> _TASK DETAILS_
Could you print the entries below exactly, starting at the line that contains "I'll add some.~" and stopping after the last one?

[Stored data]
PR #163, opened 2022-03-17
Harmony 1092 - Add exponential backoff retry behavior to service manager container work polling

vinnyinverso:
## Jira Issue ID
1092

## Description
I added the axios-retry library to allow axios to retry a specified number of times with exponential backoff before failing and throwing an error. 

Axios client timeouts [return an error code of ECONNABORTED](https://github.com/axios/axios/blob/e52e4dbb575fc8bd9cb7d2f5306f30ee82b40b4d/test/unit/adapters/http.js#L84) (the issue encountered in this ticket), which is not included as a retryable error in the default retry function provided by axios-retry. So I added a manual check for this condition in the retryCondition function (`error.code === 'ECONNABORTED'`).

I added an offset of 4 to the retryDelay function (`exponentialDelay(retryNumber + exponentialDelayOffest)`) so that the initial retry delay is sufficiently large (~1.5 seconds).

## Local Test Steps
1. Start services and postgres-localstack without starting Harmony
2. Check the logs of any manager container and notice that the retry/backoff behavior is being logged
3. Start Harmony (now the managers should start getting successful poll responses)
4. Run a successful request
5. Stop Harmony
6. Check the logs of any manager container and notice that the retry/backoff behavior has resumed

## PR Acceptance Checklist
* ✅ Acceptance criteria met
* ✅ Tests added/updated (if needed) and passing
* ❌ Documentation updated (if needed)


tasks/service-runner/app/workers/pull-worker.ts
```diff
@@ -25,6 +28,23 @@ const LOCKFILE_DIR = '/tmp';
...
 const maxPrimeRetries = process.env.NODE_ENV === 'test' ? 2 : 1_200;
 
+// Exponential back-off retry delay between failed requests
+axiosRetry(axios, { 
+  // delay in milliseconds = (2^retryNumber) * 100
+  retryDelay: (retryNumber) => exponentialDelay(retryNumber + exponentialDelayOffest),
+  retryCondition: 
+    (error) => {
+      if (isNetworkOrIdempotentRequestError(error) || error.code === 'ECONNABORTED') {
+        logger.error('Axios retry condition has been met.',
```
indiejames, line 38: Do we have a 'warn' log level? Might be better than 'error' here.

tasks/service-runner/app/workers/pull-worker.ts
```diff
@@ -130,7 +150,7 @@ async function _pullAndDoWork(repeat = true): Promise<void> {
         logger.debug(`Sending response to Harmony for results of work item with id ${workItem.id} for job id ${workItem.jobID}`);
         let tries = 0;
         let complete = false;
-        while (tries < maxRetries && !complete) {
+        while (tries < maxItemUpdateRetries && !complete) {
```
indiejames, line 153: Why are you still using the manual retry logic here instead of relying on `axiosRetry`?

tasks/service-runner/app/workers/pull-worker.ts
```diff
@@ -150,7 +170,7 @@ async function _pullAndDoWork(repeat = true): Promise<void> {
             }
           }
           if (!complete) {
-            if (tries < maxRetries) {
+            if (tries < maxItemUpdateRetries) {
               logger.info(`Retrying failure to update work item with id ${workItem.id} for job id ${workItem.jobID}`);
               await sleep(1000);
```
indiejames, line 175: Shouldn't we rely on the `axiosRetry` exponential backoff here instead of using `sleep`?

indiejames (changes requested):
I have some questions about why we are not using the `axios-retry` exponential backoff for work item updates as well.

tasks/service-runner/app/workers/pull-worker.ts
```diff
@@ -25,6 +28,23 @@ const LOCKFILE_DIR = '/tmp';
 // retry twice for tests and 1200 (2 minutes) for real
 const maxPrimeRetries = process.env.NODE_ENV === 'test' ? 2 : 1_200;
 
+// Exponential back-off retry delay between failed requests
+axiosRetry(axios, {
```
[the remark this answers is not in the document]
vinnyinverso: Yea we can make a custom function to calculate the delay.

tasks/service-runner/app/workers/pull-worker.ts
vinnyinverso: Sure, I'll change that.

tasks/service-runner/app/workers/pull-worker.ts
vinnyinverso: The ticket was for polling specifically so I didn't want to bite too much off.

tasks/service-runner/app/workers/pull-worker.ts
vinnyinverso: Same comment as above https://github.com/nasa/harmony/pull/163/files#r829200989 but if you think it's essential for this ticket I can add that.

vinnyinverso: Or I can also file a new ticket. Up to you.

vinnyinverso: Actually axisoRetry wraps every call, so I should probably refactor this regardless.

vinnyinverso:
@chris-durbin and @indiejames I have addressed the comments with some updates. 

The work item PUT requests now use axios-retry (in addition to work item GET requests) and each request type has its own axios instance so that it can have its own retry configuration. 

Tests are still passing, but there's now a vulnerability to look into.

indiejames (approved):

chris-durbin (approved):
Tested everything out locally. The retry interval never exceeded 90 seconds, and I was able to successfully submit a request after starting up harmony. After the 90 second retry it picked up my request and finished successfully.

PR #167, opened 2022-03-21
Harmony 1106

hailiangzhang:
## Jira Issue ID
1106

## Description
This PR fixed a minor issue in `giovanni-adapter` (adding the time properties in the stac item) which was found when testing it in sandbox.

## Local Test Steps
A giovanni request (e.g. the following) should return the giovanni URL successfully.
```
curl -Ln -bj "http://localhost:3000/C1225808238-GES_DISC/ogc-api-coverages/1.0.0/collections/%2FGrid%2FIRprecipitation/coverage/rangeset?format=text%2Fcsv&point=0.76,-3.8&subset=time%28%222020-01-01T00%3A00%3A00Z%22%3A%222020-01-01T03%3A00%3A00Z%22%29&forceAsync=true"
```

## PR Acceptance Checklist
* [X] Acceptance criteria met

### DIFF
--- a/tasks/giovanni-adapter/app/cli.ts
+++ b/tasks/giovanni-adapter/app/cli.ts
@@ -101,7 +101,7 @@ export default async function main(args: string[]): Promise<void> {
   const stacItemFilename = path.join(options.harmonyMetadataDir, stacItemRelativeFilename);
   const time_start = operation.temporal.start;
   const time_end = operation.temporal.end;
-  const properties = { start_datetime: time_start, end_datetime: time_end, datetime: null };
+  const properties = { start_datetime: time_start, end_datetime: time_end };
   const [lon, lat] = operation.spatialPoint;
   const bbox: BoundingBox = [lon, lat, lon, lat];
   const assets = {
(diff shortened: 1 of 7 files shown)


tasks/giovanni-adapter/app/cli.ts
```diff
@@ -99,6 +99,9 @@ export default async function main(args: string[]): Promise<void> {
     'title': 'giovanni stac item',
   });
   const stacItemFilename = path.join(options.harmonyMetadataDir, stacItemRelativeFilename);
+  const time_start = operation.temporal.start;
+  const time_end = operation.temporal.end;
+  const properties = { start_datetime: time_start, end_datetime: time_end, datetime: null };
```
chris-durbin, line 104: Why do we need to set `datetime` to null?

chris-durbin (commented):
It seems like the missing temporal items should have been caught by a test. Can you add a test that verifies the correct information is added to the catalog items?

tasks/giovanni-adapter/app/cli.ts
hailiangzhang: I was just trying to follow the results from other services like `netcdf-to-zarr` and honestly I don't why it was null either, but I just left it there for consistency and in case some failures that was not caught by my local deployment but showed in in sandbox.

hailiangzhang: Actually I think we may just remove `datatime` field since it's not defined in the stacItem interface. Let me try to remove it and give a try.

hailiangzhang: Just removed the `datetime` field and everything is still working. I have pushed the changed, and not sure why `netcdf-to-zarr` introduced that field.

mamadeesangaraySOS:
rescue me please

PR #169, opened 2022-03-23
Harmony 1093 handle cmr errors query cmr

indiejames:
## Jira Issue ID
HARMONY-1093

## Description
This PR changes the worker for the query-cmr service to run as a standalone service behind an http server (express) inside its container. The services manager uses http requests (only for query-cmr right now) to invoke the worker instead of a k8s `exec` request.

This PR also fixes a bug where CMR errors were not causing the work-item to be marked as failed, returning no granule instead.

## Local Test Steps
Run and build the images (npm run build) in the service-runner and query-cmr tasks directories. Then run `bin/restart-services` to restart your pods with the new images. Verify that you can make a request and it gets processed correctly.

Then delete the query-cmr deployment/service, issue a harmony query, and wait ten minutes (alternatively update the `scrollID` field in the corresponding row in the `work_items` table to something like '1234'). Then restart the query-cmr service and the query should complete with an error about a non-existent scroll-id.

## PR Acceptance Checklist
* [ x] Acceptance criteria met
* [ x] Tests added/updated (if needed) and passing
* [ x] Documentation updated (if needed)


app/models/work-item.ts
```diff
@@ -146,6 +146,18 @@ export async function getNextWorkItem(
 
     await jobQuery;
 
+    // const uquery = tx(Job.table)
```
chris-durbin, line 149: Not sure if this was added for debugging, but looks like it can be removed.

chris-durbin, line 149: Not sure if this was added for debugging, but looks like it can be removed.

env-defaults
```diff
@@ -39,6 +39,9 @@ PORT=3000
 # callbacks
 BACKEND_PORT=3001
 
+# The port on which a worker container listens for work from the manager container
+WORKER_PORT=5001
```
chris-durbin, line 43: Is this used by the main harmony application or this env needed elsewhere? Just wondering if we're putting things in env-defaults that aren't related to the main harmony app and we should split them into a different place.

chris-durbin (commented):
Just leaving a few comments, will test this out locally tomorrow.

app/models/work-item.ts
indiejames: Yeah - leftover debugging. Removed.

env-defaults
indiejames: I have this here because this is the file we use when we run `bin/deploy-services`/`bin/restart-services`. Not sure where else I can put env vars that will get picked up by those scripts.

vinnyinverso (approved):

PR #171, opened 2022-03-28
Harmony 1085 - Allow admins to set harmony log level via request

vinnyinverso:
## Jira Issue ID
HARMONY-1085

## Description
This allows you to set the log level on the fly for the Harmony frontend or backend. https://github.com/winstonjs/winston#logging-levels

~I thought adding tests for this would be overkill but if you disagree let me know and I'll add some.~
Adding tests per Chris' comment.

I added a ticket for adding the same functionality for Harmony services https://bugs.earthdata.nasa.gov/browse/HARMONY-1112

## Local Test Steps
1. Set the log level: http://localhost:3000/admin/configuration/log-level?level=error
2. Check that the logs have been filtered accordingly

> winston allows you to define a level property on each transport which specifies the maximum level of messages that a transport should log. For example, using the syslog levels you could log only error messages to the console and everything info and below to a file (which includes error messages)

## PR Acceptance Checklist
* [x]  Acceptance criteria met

> _SOLUTION TO THIS EXERCISE_
~I thought adding tests for this would be overkill but if you disagree let me know and I'll add some.~
Adding tests per Chris' comment.

I added a ticket for adding the same functionality for Harmony services https://bugs.earthdata.nasa.gov/browse/HARMONY-1112

## Local Test Steps
1. Set the log level: http://localhost:3000/admin/configuration/log-level?level=error
2. Check that the logs have been filtered accordingly

> winston allows you to define a level property on each transport which specifies the maximum level of messages that a transport should log. For example, using the syslog levels you could log only error messages to the console and everything info and below to a file (which includes error messages)

## PR Acceptance Checklist
* [x]  Acceptance criteria met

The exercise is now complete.